2018-08-01 20:56:16,198 [EE-ManagedScheduledExecutorService-TasksExecutor-Thread-8] INFO c.i.p.d.e.ServiceDetectionListenerImpl - Service {URI=https://10.3.0.16:8415/redfish/v1, type=PSME, UUID=8b8a43dc-8ca3-11e8-9e02-17983f95fdb3} detected

2018-08-01 20:56:25,802 [EE-ManagedScheduledExecutorService-TasksExecutor-Thread-6] INFO c.i.p.d.external.DiscoveryRunner - Polling data from ExternalService {UUID=8b8a43dc-8ca3-11e8-9e02-17983f95fdb3, baseUri=https://10.3.0.16:8415/redfish/v1, type=PSME, unreachableSince=2018-08-01T20:56:02.909} finished

2018-08-01 20:56:26,608 [EE-ManagedScheduledExecutorService-default-Thread-1] INFO c.i.p.d.e.ServiceRemovalTask$Remover[ServiceLifecycle] - ExternalService {UUID=8b8a43dc-8ca3-11e8-9e02-17983f95fdb3, baseUri=https://10.3.0.16:8415/redfish/v1, type=PSME, unreachableSince=2018-08-01T20:56:02.909} is unreachable longer than PT0S - will be evicted.
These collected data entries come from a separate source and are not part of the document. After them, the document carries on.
PR #799, opened 2024-02-13
improve add-second-device troubleshooting for windows

### LINKED ISSUE #3218: "Add Second Device" doesn't work on Windows because of firewall sometimes
- Operating System (Linux/Mac/Windows/iOS/Android): Windows 10
- Delta Chat Version: 1.36.1
- Expected behavior: The second device manages to connect to the sending instance of DC
- Actual behavior: Connection times out on the second device
  1. Install Delta Chat desktop (if you already have one, you may download the portable version)
  2. Install Delta Chat on another device (say, Android) (if you already have one, you can install an extra [nightly one](https://download.delta.chat/android/nightly/))
  3. On desktop, make sure you're logged in.
  4. On desktop, click "Settings" -> "Add Second Device" -> "Continue"
  5. On the second device, on the log in screen tap "Add as second device" and scan the QR code from the first device.
- Screenshots:
- Logs:

## Debugging

The connection fails, unless you have added DC desktop in "Allow an app through Windows Firewall", or unless it was added there in another way, say through the Windows Firewall alert that can pop up when an app tries to listen on a non-localhost network interface.

The "Add Second Device" feature was added here https://github.com/deltachat/deltachat-core-rust/pull/4007, and it uses `iroh`. The binding address is specified [here](https://github.com/deltachat/deltachat-core-rust/blob/edfdbbdc90e97de92b5f86a74ecddb3be6a8aa9a/src/imex/transfer.rs#L182), down to [here](https://docs.rs/iroh/0.4.1/src/iroh/provider/mod.rs.html#191), but it doesn't trigger the Windows Firewall alert popup, like it usually does with, say, a simple HTTP server app.

I have a suspicion that it may be related to the fact that DC listens for UDP packets, not TCP. [`iroh`](https://docs.rs/iroh/latest/iroh/index.html) uses the QUIC protocol, which is UDP-based. I just tried

```rust
std::net::UdpSocket::bind(("0.0.0.0", 0))?;
```

And it did not trigger the alert, but with a concrete port `("0.0.0.0", 59999)` the alert _is_ triggered. And, again, yes, if you set up an TCP listener, say, with

```rs
std::net::TcpListener::bind(("0.0.0.0", 0))?
```

The alert _does_ get triggered.

## Possible solutions

* A simple hack would be to create another dummy (TCP) interface binding at the same time we create the real (QUIC) one, in order to trigger the Windows Firewall alert and let the user decide whether to allow DC through firewall (see https://github.com/deltachat/deltachat-core-rust/pull/4351)
* @Simon-Laux and @flub pointed me to the `windows-rs` library that DC already depends on, namely these two functions [1](https://github.com/microsoft/windows-rs/blob/a672f5f450b16c947840ab89fdc5ddd16d1fd0d0/crates/libs/windows/src/Windows/Win32/NetworkManagement/WindowsFirewall/impl.rs#L1471), [2](https://github.com/microsoft/windows-rs/blob/a672f5f450b16c947840ab89fdc5ddd16d1fd0d0/crates/libs/windows/src/Windows/Win32/NetworkManagement/WindowsFirewall/impl.rs#L950). But I myself am not sure how they work. I heard they may require elevation ("Run as administrator"). But not only it is a proper solution, I also suspect that it _might_ actually be better because it _might_ (based on my intuition) cause the Firewall alert to pop up a second time if network access was previously denied for the application.

r10s:
explicitly mention to switch to 'Private Network' on windows add-second-device troubleshooting, could not check on an english windows, but searching for the terms, these seems to be the wordings used by windows

i moved the point to the second-option, directly after same-network, as it seems to be a pretty concrete issue on windows.

closes https://support.delta.chat/t/add-hint-select-on-windows-desktop-private-network-to-add-a-second-device/2921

RobertCMa commented 6 years ago

Hi @rwleea,

As there is no activity for a while, will conclude this issue by end of the week. Thanks.

RobertCMa commented 6 years ago

Hi @rwleea ,

Conclude this issue as no activities for a while. New issues can be raised for the investigation. Thanks.